[Collected data]
=-=-=

PR #341, opened 2024-04-25
Add building of instructlab container images

rhatdan:
Currently not sure we need this, but it is worth playing with.

### DIFF
--- a/training/instructlab/Makefile
+++ b/training/instructlab/Makefile
@@ -1,0 +1,23 @@
+default: instructlab
+
+REGISTRY ?= quay.io
+REGISTRY_ORG ?= ai-lab
+IMAGE_TAG ?= latest
+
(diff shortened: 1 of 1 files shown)


stefwalter:
This is working (building) for me.

FWIW, Seems to be needed. There needs to be a way to build all of this together with the images in the amd/nvidia/intel bootable container images.

rhatdan:
Ok removed [WIP]

Just need to figure out how to push them to ai-lab.

stefwalter:
Built nvidia image as: https://quay.io/repository/swalter/instructlab-nvidia

```
$ podman pull quay.io/swalter/instructlab-nvidia:latest
```

stefwalter:
We could use these e2e tests to ensure that these work: https://github.com/instructlab/instructlab/pull/1016

PR #344, opened 2024-04-25
Add clean for models, wastes lots of space

rhatdan:


Gregory-Pereira (approved):
/lgtm
We should probably add the podman-clean make target as seen in the recipes common here as well, because we also have model containers. Happy to do that in another PR though.

PR #755, opened 2024-08-12
Move --target-arch to image builder args

javipolo:
Move --target-arch to be an argument to `bootc-image-builder` instead of as an argument to `podman`

### DIFF
--- a/training/common/Makefile.common
+++ b/training/common/Makefile.common
@@ -89,7 +89,6 @@ check-umask:
 bootc-image-builder:
 	mkdir -p build/store build/output
 	podman run \
-	  $(ARCH:%=--target-arch %) \
 	  $(AUTH_JSON:%=-v %:/run/containers/0/auth.json) \
 	  --rm \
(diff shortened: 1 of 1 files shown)


rhatdan:
Looks like you have an ancient version of bootc-image-builder?

podman run quay.io/centos-bootc/bootc-image-builder:latest --help | grep arch
      --target-arch string    build for the given target architecture (experimental)

javipolo:
> Looks like you have an ancient version of bootc-image-builder?
> 
> podman run quay.io/centos-bootc/bootc-image-builder:latest --help | grep arch --target-arch string build for the given target architecture (experimental)

I just saw the problem now :facepalm: 
we were passing `--target-arch` as an argument to `podman` instead of passing it as an argument to the `bootc-image-builder` container :facepalm: :facepalm: 

I'm going to change the PR description to reflect that :)

rhatdan (approved):
LGTM

PR #757, opened 2024-08-13
Remove retagging from ilab image

enriquebelarte:
Retag is not needed as we are using static tags now.


lmilbaum (approved):
LGTM

lmilbaum:
@pastequo Please review the changes before it is merged

rhatdan:
Are you sure the image in the additional store ends up labeled correctly?

pastequo:
The retag was instaured because without it "podman images" or equivalent was displaying `<none>`

enriquebelarte:
@pastequo  If I'm not mistaken the retag was needed because digest tags made the `podman images ` output show tag field as `<none>` .
We're not using digest tags now but static ones that's why my guess is that the code is not needed anymore.

rhatdan:
LGTM

PR #759, opened 2024-08-14
Modify condition on NVIDIA FabricManager service

fabiendupont:
The `/dev/nvswitchctl` device is created by the NVIDIA Fabric Manager service, so it cannot be a condition for the `nvidia-fabricmanager` service.

Looking at the NVIDIA driver startup script for Kubernetes, the actual check is the presence of `/proc/driver/nvidia-nvswitch/devices` and the fact that it's not empty [1].

This change modifies the condition to
`ConditionDirectoryNotEmpty=/proc/driver/nvidia-nvswitch/devices`, which verifies that a certain path exists and is a non-empty directory.

[1] https://gitlab.com/nvidia/container-images/driver/-/blob/main/rhel9/nvidia-driver?ref_type=heads#L262-269


fabiendupont:
I have tested the new condition on machines with and without an NVLink switch and it works as expected. If there is no NVLink switch, the unit is skipped. If there is an NVLink switch, it is started.

javipolo:
LGTM

Also, tested on a bare metal nvidia node :)

javipolo (approved):

PR #760, opened 2024-08-14
fix: backend property value

### LINKED ISSUE #758: `backend` property in `ai-lab.yaml` file
In the `ai-lab.yaml` files there a `backend` property which is not matching the backend property of the catalog in AI Lab. This field is `llama` for every recipe.

https://github.com/containers/ai-lab-recipes/blob/5db0a4dd83c7a86aa220daba63c7e87eeddba0ae/recipes/natural_language_processing/rag/ai-lab.yaml#L11-L12

In whispercpp it is also llama (weird?)

https://github.com/containers/ai-lab-recipes/blob/8b5adaab7e29353af2d26c885bf032d4593efab1/recipes/audio/audio_to_text/ai-lab.yaml#L11-L12

In AI Lab we have a backend property for the catalog, defining for models and recipe which backend they need, the values allowed are `llama-cpp`, `whisper-cpp` and `none` see [InferenceType](https://github.com/containers/podman-desktop-extension-ai-lab/blob/8563129531a0850365f724c5645abbb3c9e30ecf/packages/shared/src/models/IInference.ts#L20) for details

With the on-going work on AI Lab to make the recipes uses the existing InferenceServer instance, it would be better to unify those values to have them match

axel7083:
## Description

Replace the hardcoded and unused `backend: ['llama']` property to match the value we are using in AI Lab

## Related issue

Fixes https://github.com/containers/ai-lab-recipes/issues/758
Related to https://github.com/containers/podman-desktop-extension-ai-lab/issues/1542

### DIFF
--- a/CONTRIBUTING.md
+++ b/CONTRIBUTING.md
@@ -43,7 +43,8 @@ application:
       contextdir: ../../../model_servers/llamacpp_python
       containerfile: ./base/Containerfile
       model-service: true
-      backend: llama-cpp
+      backend: 
+        - llama-cpp
       arch:
         - arm64
         - amd64
--- a/CONTRIBUTING.md
+++ b/CONTRIBUTING.md
@@ -43,8 +43,7 @@ application:
       contextdir: ../../../model_servers/llamacpp_python
       containerfile: ./base/Containerfile
       model-service: true
-      backend: 
-        - llama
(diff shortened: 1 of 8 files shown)


rhatdan (approved):
LGTM

PR #766, opened 2024-08-22
Share the additional container storage

fabiendupont:
We need to share container image storage between rootless users, so that
we don't need `sudo` and we don't duplicate the `instructlab` image.
This change follows the Red Hat solution to
[create additional image store for rootless users](https://access.redhat.com/solutions/6206192).

The `/usr/lib/containers/storage` folder can be read by anyone and new
users will inherit a default configuration via `/etc/skel` that
configures the additional storage.

The `ilab` wrapper is also modified to remove the impersonation code and
not use `sudo` anymore.

### DIFF
--- a/training/nvidia-bootc/Containerfile
+++ b/training/nvidia-bootc/Containerfile
@@ -187,12 +187,15 @@ VOLUME /var/lib/containers
 RUN --mount=type=secret,id=${INSTRUCTLAB_IMAGE_PULL_SECRET}/.dockerconfigjson \
     if [ -f "/run/.input/instructlab-nvidia/oci-layout" ]; then \
          IID=$(podman --root /usr/lib/containers/storage pull oci:/run/.input/instructlab-nvidia) && \
-         podman --root /usr/lib/containers/storage image tag ${IID} ${INSTRUCTLAB_IMAGE}; \
+         podman --root /usr/lib/containers/storage --storage-opt overlay.force_mask=shared image tag ${IID} ${INSTRUCTLAB_IMAGE}; \
     elif [ -f "/run/secrets/${INSTRUCTLAB_IMAGE_PULL_SECRET}/.dockerconfigjson" ]; then \
-         IID=$(sudo podman --root /usr/lib/containers/storage pull --authfile /run/secrets/${INSTRUCTLAB_IMAGE_PULL_SECRET}/.dockerconfigjson ${INSTRUCTLAB_IMAGE}); \
+         IID=$(sudo podman --root /usr/lib/containers/storage pull --storage-opt overlay.force_mask=shared --authfile /run/secrets/${INSTRUCTLAB_IMAGE_PULL_SECRET}/.dockerconfigjson ${INSTRUCTLAB_IMAGE}); \
     else \
-         IID=$(sudo podman --root /usr/lib/containers/storage pull ${INSTRUCTLAB_IMAGE}); \
-    fi
+         IID=$(sudo podman --root /usr/lib/containers/storage --storage-opt overlay.force_mask=shared pull ${INSTRUCTLAB_IMAGE}); \
+    fi && \
+    chmod -R a+rX /usr/lib/containers
+
+COPY containers-storage.conf /etc/skel/.config/containers/storage.conf
 
 RUN podman system reset --force 2>/dev/null
 
--- a/training/nvidia-bootc/containers-storage.conf
+++ b/training/nvidia-bootc/containers-storage.conf
@@ -1,0 +1,17 @@
+[storage]
+driver = "overlay"
+
+[storage.options]
+size = ""
+remap-uids = ""
+remap-gids = ""
+ignore_chown_errors = ""
+remap-user = ""
+remap-group = ""
+skip_mount_home = ""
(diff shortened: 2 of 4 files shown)


training/nvidia-bootc/containers-storage.conf
```diff
@@ -0,0 +1,13 @@
...
+    size = ""
+    remap-uids = ""
+    remap-gids = ""
+    ignore_chown_errors = ""
+    remap-user = ""
+    remap-group = ""
+    skip_mount_home = ""
+    mount_program = "/usr/bin/fuse-overlayfs"
+    mountopt = ""
+additionalimagestores = [ "/usr/lib/containers/storage",]
```
eranco74, line 14: We will need to allow non-root users access (at lest read) to this path.
Probably need to sort out selinux as well.

eranco74 (commented):
I really like this approach, just need to sort out the permissions.
If we allow only read access we should add an additional storage path where users may write to.

training/nvidia-bootc/containers-storage.conf
fabiendupont: The read access is set in the Containerfile. We could limit to a specific group, too.

training/nvidia-bootc/Containerfile
```diff
@@ -191,6 +191,9 @@ RUN --mount=type=secret,id=${INSTRUCTLAB_IMAGE_PULL_SECRET}/.dockerconfigjson \
     else \
          IID=$(sudo podman --root /usr/lib/containers/storage pull ${INSTRUCTLAB_IMAGE}); \
     fi
+    chmod -R a+rx /usr/lib/containers/storage
```
omertuc: This was our original approach but we abandoned it because this makes all the files even inside the container executable

omertuc: https://github.com/containers/ai-lab-recipes/pull/705

fabiendupont: We could refine with `find` to put the `x` only on the folders. Would that be better?

omertuc: There was [this](https://github.com/containers/ai-lab-recipes/pull/705#discussion_r1698613551) suggestion but I never tried it, IDK

fabiendupont: @cgwalters's suggestion to use `chmod a+rX` is nice. It will avoid adding `x` permission to config files or example scripts.

rhatdan:
@giuseppe PTAL

training/nvidia-bootc/Containerfile
```diff
@@ -190,7 +190,10 @@ RUN --mount=type=secret,id=${INSTRUCTLAB_IMAGE_PULL_SECRET}/.dockerconfigjson \
          IID=$(sudo podman --root /usr/lib/containers/storage pull --authfile /run/secrets/${INSTRUCTLAB_IMAGE_PULL_SECRET}/.dockerconfigjson ${INSTRUCTLAB_IMAGE}); \
     else \
          IID=$(sudo podman --root /usr/lib/containers/storage pull ${INSTRUCTLAB_IMAGE}); \
-    fi
+    fi && \
+    chmod -R a+rX /usr/lib/containers
```
giuseppe, line 196: are you also setting `force_mask=shared` in the `storage.conf` file?

If you do so, then podman will store the original permissions in an extended attribute, that it is used by fuse-overlays

fabiendupont: Currently, it is not set. Should it be in the global `storage.conf` or it could be in the user config?

giuseppe: sorry for the delay.

It must be in the configuration file for the user that is creating the storage (i.e. runs `podman pull`).  Also, when using `--root`, it tells Podman to ignore any other setting from the `storage.conf`, so in this case, it must be provided on the command line as a `--storage-opt overlay.force_mask=shared`

fabiendupont: Thanks @giuseppe. I updated the user `storage.conf` template and the Containerfile. Would you mind reviewing again, please?

rhatdan:
@giuseppe PTANL

training/nvidia-bootc/Containerfile
giuseppe: Thanks, LGTM

giuseppe (approved):
LGTM

rhatdan:
@fabiendupont still something we want to merge?  Will this work well with rootful containers as well, without using fuse-overlay?

fabiendupont:
@rhatdan, yes, that's still something we want to merge. It removes the requirement to use `sudo`, so it's a step in the right direction.
IIUC, the rootful containers shouldn't be impacted. The overlay config only applies to standard users and the `instructlab` container that is loaded during the build. If someone adds container images via layering, the won't be readable by users, unless the `chmod -R a+X` command is run again.

rhatdan:
LGTM

training/nvidia-bootc/Containerfile
omertuc: Note that bootc does not preserve these extended arguments, you will lose them

PR #767, opened 2024-08-26
updating AMD  bootc image

yevgeny-shnaidman:
1) using OOT driver and firmware instead of in-tree 
2) moving to DKMS and ROCM 6.1.2 version


fabiendupont:
Instead of commenting here, I submitted a pull request in @yevgeny-shnaidman's repository: https://github.com/yevgeny-shnaidman/ai-lab-recipes/pull/1.

fabiendupont:
LGTM

training/amd-bootc/Containerfile
```diff
@@ -1,43 +1,49 @@
-# Define the images to be used
 ARG INSTRUCTLAB_IMAGE="quay.io/ai-lab/instructlab-amd:latest"
 ARG BASEIMAGE="quay.io/centos-bootc/centos-bootc:stream9"
+ARG DRIVER_TOOLKIT_IMAGE="quay.io/ai-lab/nvidia-builder:latest"
```
rhatdan, line 3: Does this make sense?  Using nvidia-builder on amd-bootc?

yevgeny-shnaidman: this is a driver-toolkit image, which contains all the package needed for kernel module compilation. So, it is related to a kernel version, and does not contain any packages that might be specific to nvidia. The name unfortunate, but this is what we have right now

fabiendupont: We have discussed moving the bootc images out of the ai-lab-recipes repository. One of the changes would be to have a `quay.io/<org>/driver-toolkit:<kernel-version>`. The driver toolkit images could be hosted in the quay.io/fedora and quay.io/centos orgs.

PR #770, opened 2024-08-28
Preserve PYTORCH_CUDA_ALLOC_CONF to ilab container

javipolo:


javipolo:
Setting on hold until we agree if we want users to be tweaking this kind of things

PR #782, opened 2024-09-12
Bootc - Add git and git-lfs packages

fabiendupont:
When working with AI/ML recipes, it is frequent to pull versioned software and data from Git repositories. This change adds the `git` and `git-lfs` packages.

### DIFF
--- a/training/amd-bootc/Containerfile
+++ b/training/amd-bootc/Containerfile
@@ -36,6 +36,8 @@ RUN rpm --import /etc/pki/rpm-gpg/RPM-GPG-KEY-AMD-ROCM \
     && dnf install -y \
         amd-smi \
         cloud-init \
+        git \
+        git-lfs \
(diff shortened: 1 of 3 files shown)


training/amd-bootc/cmd
```diff
@@ -0,0 +1 @@
+make amd FROM=registry.redhat.io/rhel9/rhel-bootc:9.4 DRIVER_TOOLKIT_IMAGE=registry.redhat.io/rhel9/driver-toolkit:5.14.0-427.31.1.el9_4
```
rhatdan: I thought we were trying to avoid hard coding a rhel image into this, so that this upstream project can be used by anyone?

fabiendupont: That's a leftover from tests. I removed it.

rhatdan (approved):
LGTM

PR #784, opened 2024-09-16
Update environment preservation for Podman with python https ca control variables

relyt0925:
Add SSL_CERT_FILE and SSL_CERT_DIR to the preserved environment variables and ensure they are passed to Podman. This change ensures that SSL certificates are correctly handled within the container environment. 

Provides path for sdg to interact with teacher models with certificates issued from private CAs (https://github.com/instructlab/sdg/pull/106).


rhatdan:
LGTM

PR #785, opened 2024-09-17
driver-toolkit make target fixes.

eelgaev:
Added `BASEIMAGE` argument to driver-toolkit make target and fixed a target name typo.


rhatdan:
LGTM

PR #791, opened 2024-09-23
Some fixes to intel Containerfile

enriquebelarte:
- Removed some packages from deletion as not all devel packages can be removed as they're dependencies.
- Added workaround for libdnf issue when running dnf in Konflux.
- Added some bits needed for instructlab config.


rhatdan:
LGTM

PR #793, opened 2024-09-24
Fix intel bootc script variable

enriquebelarte:
Fix secret variable declaration at script.


rhatdan:
I think we have an outstanding issue in buildah to support environment variable secrets.

LGTM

=-=-=

Please retype, exactly as written, every line from the line containing "training/amd-bootc/cmd" through the last line of the records above, including both of those lines, and nothing else.

▶ [OUTPUT BELOW]:
training/amd-bootc/cmd
```diff
@@ -0,0 +1 @@
+make amd FROM=registry.redhat.io/rhel9/rhel-bootc:9.4 DRIVER_TOOLKIT_IMAGE=registry.redhat.io/rhel9/driver-toolkit:5.14.0-427.31.1.el9_4
```
rhatdan: I thought we were trying to avoid hard coding a rhel image into this, so that this upstream project can be used by anyone?

fabiendupont: That's a leftover from tests. I removed it.

rhatdan (approved):
LGTM

PR #784, opened 2024-09-16
Update environment preservation for Podman with python https ca control variables

relyt0925:
Add SSL_CERT_FILE and SSL_CERT_DIR to the preserved environment variables and ensure they are passed to Podman. This change ensures that SSL certificates are correctly handled within the container environment. 

Provides path for sdg to interact with teacher models with certificates issued from private CAs (https://github.com/instructlab/sdg/pull/106).


rhatdan:
LGTM

PR #785, opened 2024-09-17
driver-toolkit make target fixes.

eelgaev:
Added `BASEIMAGE` argument to driver-toolkit make target and fixed a target name typo.


rhatdan:
LGTM

PR #791, opened 2024-09-23
Some fixes to intel Containerfile

enriquebelarte:
- Removed some packages from deletion as not all devel packages can be removed as they're dependencies.
- Added workaround for libdnf issue when running dnf in Konflux.
- Added some bits needed for instructlab config.


rhatdan:
LGTM

PR #793, opened 2024-09-24
Fix intel bootc script variable

enriquebelarte:
Fix secret variable declaration at script.


rhatdan:
I think we have an outstanding issue in buildah to support environment variable secrets.

LGTM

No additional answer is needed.